FUNCTIONAL PRINCIPAL COMPONENT ANALYSIS FOR RECOGNITION OF ARM GESTURES AND HUMANOID IMITATION

Abstract

This paper investigates the use of functional principal component analysis (FPCA) for automatic recognition of dynamic human arm gestures and robot imitation. FPCA is a statistical technique of functional data analysis that generalizes standard multivariate principal component analysis. Functional data analysis signals (e.g., gestures) are functions that are considered as observations of a random variable on a functional space. In particular, FPCA reduces the dimensionality of the input data by projecting them onto a finite-dimensional space spanned by a few prominent eigenfunctions.
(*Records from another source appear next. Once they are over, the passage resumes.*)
PR #122, opened 2020-12-07
Add and translate new strings to Portuguese Brazilian

bitcoinuser:


dpad85:
Thanks @bitcoinuser Unfortunately I won't be able to add it to the release.

bitcoinuser:
> Thanks @bitcoinuser Unfortunately I won't be able to add it to the release.

I didn't understand. What is the reason?

dpad85:
It's just that the release containing the feature is already made, so your translations will only be added in the release that one.

bitcoinuser:
> It's just that the release containing the feature is already made, so your translations will only be added in the release after that one.

Understood. Thanks

dpad85 (approved):

PR #144, opened 2021-04-26
Enable static remote key feature

pm47:


pm47:
Tested ad6e3cf0, it works well with a mix of channels with/without the feature.

dpad85 (approved):

PR #147, opened 2021-05-01
Keysend prototype

pm47:


pm47:
Rebased on branch [static-remote-key](https://github.com/ACINQ/phoenix/blob/enable-static-remote-key).

Jayware149 (approved):

PR #149, opened 2021-05-06
Add support for LNURL pay

dpad85:
This PR adds support for the LNURL-pay protocol (see https://github.com/fiatjaf/lnurl-rfc/blob/master/lnurl-pay.md), which is a way to offer static invoices. Note that this does not mean that Phoenix can receive payments with LNURL-pay links, only that it can pay them.

This includes support for the comment field and the success actions, which are stored in the payment meta database.


dpad85:
Successfully tested with basic success action.

PR #218, opened 2021-11-05
Adding a Currency Converter tool

robbiehanson:
Helpful when you need to make a payment in a different currency.

We should be able to integrate this tool into the send & receive screens somehow too.


robbiehanson:
Added refresh information & options. If the rates have been refreshed within the last 5 minutes, it says "rates last updated: just now".

dpad85 (approved):
LGTM

robbiehanson:
I needed to force-push because one of the commits wasn't signed. It seems this happens with SourceTree when you cherry-pick or rebase. Even if the original commit was signed, and SourceTree is configured to sign commits, the cherry-pick won't get signed...

Issue #217, opened 2021-10-30
Cannot pay LNURL pay with Phoenix IOS


johnongit:
it seems Phoenix iOS cannot pay an LNURL pay created by  lnbits web app.
Phoenix Android (and other wallet) can pay it.

We can reproduce the bug with the following LNURL p.
https://lnbits.openchain.fr/lnurlp/44

Phoenix returns "Invalid response"

![image](https://user-images.githubusercontent.com/16493486/139536773-1a959a9e-1da4-4388-9e56-3d86f9f5bb4a.png)

robbiehanson:
Confirmed bug. Response from lnbits is:
```json
{"pr":"lnbc1...","routes":[],"successAction":null}
```

Crash occurs because code expects `successAction` to be a JsonObject, and not JsonNull. Fix incoming...

robbiehanson:
Thanks for reporting this bug. It should be fixed in the next release: v1.2.1

PR #219, opened 2021-11-09
Fix for issue #217

robbiehanson:
The LNURL response was:
```json
{"pr":"lnbc1...","routes":[],"successAction":null}
```

This line threw an unexpected exception:
```kotlin
val obj = json["successAction"]?.jsonObject ?: return null
```
Because `jsonObject` request throws `IllegalArgumentException` if it encounters `JsonNull`. Fix:
```
val obj = try {
    json["successAction"]?.jsonObject // throws on Non-JsonObject (e.g. JsonNull)
} catch (t: Throwable) { null } ?: return null
```

I also improved the quality of the error messages while debugging this. So instead of "please try again", it should say something like: "malformed: successAction.message: bad length", which should help fellow developers who are testing with Phoenix.


robbiehanson:
Fixes issue #217

dpad85 (approved):

PR #225, opened 2021-11-26
Translate untranslated Arabic strings

EZ0010:


dpad85 (approved):
Thanks for this update 👍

The main contribution of this work is the proposal of a novel technique for unsupervised clustering of training data and dynamic gesture recognition based on FPCA. FPCA has not been considered in previous studies on humanoid learning. The proposed approach has been evaluated in two experimental settings for motion capture. In the first setup single arm gestures are recognized from inertial sensors attached to the arm of the user. In the second setup the method is extended to two-arm gestures acquired from a range sensor. Recognized gestures are reproduced by a small humanoid robot. The FPCA method has also been compared to a high performance algorithm for gesture classification based on dynamic time warping (DTW). The FPCA algorithm achieves comparable results in both recognition rate and robustness to missing data, while it outperforms DTW in terms of efficiency in execution time.